The work presented in this thesis deals with the linear buckling and free vibration of homogeneous plates initially and linear and nonlinear forced vibrations of laminated composite plates with and without piezoelectric materials in later parts. Equations are based on the first order shear deformable plate theory known as the Reissner-Mindlin plate theory and derived by minimizing the potential energy. All of the problems discussed in the thesis are solved by p-type solution method, which is a generalized form of the displacement based finite element method. The displacement fields are defined by polynomials of degrees much higher than those used for the geometry. The modeling of the entire middle plane of the plate considers either one or at most two domains. Special precaution is taken while interpolating the electric potential function in the thickness direction of piezoelectric materials.;The linear buckling and free vibration of square and rhombic plates with and without cut-outs are studied with various boundary conditions. Plates with no holes are solved using single domain while doubly connected plates due to circular hole at the center are analyzed with two domains. Effects of hole size, plate thickness, loading type and boundary condition on the buckling and vibration of plates are studied. Linear and geometrically nonlinear transient responses of fiber-reinforced laminated composite plates subject to transverse uniform load on the entire plate or on a circular area are examined by present method with a single domain model. Equation of motion is solved by Newmark's method along with Newton-Raphson iterative scheme.

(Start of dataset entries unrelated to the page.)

PR #17835, opened 2023-02-20
Update the PhishingController to v2 and update phishing warning page

Gudahtt:
The PhishingController has been updated to v2. This release should dramatically reduce network traffic and double the update speed of the phishing list.

This was accomplished by combining both of our phishing configurations into one list (the "stalelist"), then creating a separate list of the changes just the past few days (the "hotlist"). Now users will download a smaller list more frequently (every 30 minutes rather than every hour), whereas the full list is only updated every 4 days.

The combined configuration means that we no longer know which list was responsible for each block. The phishing warning page has been updated to dynamically look this information up, to ensure users are still directed to the correct place to dispute a block. This update to the phishing warning page also includes the recent redesign.

## Screenshots/Screencaps

The architectural changes can't be seen visually, but this PR also includes the phishing warning page redesign.

You can see those differences visually by looking at this the description for this PR: https://github.com/MetaMask/phishing-warning/pull/52

## Manual Testing Steps

To test the new phishing warning page design, you can go through the usual steps to test the phishing warning page (see our phishing warning e2e tests for a few example workflows).

For the architectural changes to how the phishing configuration is updated, we can prepare and install a build, then wait for a phishing config update (maybe we can coordinate with one of the `eth-phishing-detect` maintainers to merge something at the right time). You should see the update within 0-60 minutes (max 30 minute delay on our API updating, and max 30 minute delay on the client requesting the updated config from the API). You could leave the background process dev tools open to see the network request, and confirm that it is a relatively small diff.

## Pre-merge author checklist

- [x] I've clearly explained:

- [x] **IF** this PR fixes a bug in the release milestone, add this PR to the release milestone


test/e2e/mock-e2e.js
```diff
@@ -341,6 +356,22 @@ async function setupMocking(server, testSpecificMock) {
     });
 
   testSpecificMock(server);
+
+  // Mocks below this line can be overridden by test-specific mocks
```
Gudahtt, line 360: I wanted to set default mocks for these requests, but override them in the phishing tests. I found that this only worked if they were declared below this line. Presumably the first handler wins with `mockttp`.

cc @PeterYinusa , tagging you in case I'm missing something here, since you set this up.

Gudahtt:
This depends upon #17837

Gudahtt:
e2e tests are expected to fail until this is published, and included in this PR: https://github.com/MetaMask/phishing-warning/pull/75

test/e2e/mock-e2e.js
PeterYinusa: Thanks for tagging me here. I think I should probably add some comment blocks/documentation to provide clarity on the mocks.
Personally, I feel it needs to be cleaned up a little, as the use cases increased as we added additional test cases. Here's some general info on how it's intended to work at the moment.

1. Global mocks: Mocks in this [file](https://github.com/MetaMask/metamask-extension/blob/update-phishing-controller/test/e2e/mock-e2e.js) are supposed to be global (across all tests). These mocks are set up `before` the extension is installed.
2. Local mocks: Some mocks are specific to a single test. In this case, we use do not put them in the global mocks file, but instead place them [directly in the test](https://github.com/MetaMask/metamask-extension/blob/update-phishing-controller/test/e2e/tests/errors.spec.js#L6). Another reason we may place the mock directly in the test, is so we can do [assertions on the requests](https://github.com/MetaMask/metamask-extension/blob/update-phishing-controller/test/e2e/tests/errors.spec.js#L52).
3. Local pre-installation mocks: These are mocks that need to be in place [before the extension is installed](https://github.com/MetaMask/metamask-extension/blob/update-phishing-controller/test/e2e/tests/phishing-detection.spec.js#L102) and are specific to a single test.

Gudahtt: Thanks, that all makes sense.

This case still isn't clear though. Here I want to use a global mock, but override it for a specific test. Does placing it here before the invocation of the local pre-installation mocks make sense? Should we let all global mocks be overridden in this way?

PeterYinusa: Created an issue here to tidy things up https://github.com/MetaMask/metamask-extension/issues/17843

PeterYinusa: Actually, in reference to my comment above, we would still need a way to do assertions on a request. 
But your suggestion seems sound to me.

Gudahtt:
This is ready for review/QA but I've just realized that I forgot to update the PR description to include manual testing steps and screenshots. I will do that ASAP then bring it back out of draft.

app/scripts/migrations/080.ts
```diff
@@ -0,0 +1,38 @@
...
+  data: Record<string, unknown>;
+}) {
+  const versionedData = cloneDeep(originalVersionedData);
+  versionedData.meta.version = version;
+  versionedData.data = transformState(versionedData.data);
+  return versionedData;
+}
+
+function transformState(state: Record<string, unknown>) {
+  if (
```
danjm, line 26: Only out of curiosity: any reason to prefer this style to something like
```
if (!state.PhishingController) {
return state;
}
```

danjm: and could `state.PhishingController` be anything other than an object?

Gudahtt: Yes; TypeScript doesn't like it when you reference properties that might not exist.

And for the `isObject` check it's the same; TypeScript doesn't like it when you destructure things that may-or-may-not be objects.

danjm:
@Gudahtt looking at the other PR you linked, I saw this unresolved question: https://github.com/MetaMask/phishing-warning/pull/52/files#r1106413619

Was it addressed at some point?

app/scripts/migrations/080.ts
danjm: okay, makes sense, thanks!

danjm (commented):
I have a couple of questions and can approve from a code review perspective once they are resolved.

Also, I see that this has been marked for manual QA from the QA team @PeterYinusa @chloeYue @tmashuang

app/scripts/migrations/080.ts
Gudahtt: >could state.PhishingController be anything other than an object?

I set the type here to `unknown` because it's coming from disk, so in theory it could be anything. I would never expect it to be anything other than an object in practice.

app/scripts/metamask-controller.js
```diff
@@ -3743,15 +3739,11 @@ export default class MetamaskController extends EventEmitter {
...
-   * @param {object} phishingTestResponse - Result of calling `phishingController.test`,
-   * which is the result of calling eth-phishing-detects detector.check method https://github.com/MetaMask/eth-phishing-detect/blob/master/src/detector.js#L55-L112
    */
-  sendPhishingWarning(connectionStream, hostname, phishingTestResponse) {
-    const newIssueUrl = PHISHING_NEW_ISSUE_URLS[phishingTestResponse?.name];
-
+  sendPhishingWarning(connectionStream, hostname) {
     const mux = setupMultiplex(connectionStream);
     const phishingStream = mux.createStream('phishing');
-    phishingStream.write({ hostname, newIssueUrl });
```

Numerical results are presented for square, rhombic, annular circular sector, and trapezoidal plates. The study is further extended to analyze the dynamic behavior of laminated composite piezoelectric plates under mechanical load, electrical load, and the combination of the two. The nonlinearity produces stiffening in the plate and this effect is observed through the reduced amplitudes of vibration and increased frequencies. Numerical results obtained from the present method, whenever compared with the data available in the open literature and also with finite element results from I-DEAS, show excellent agreement.;Keywords. buckling, displacement, electric potential, forced vibration, free vibration, hole, laminated composites, piezoelectric materials, p-type.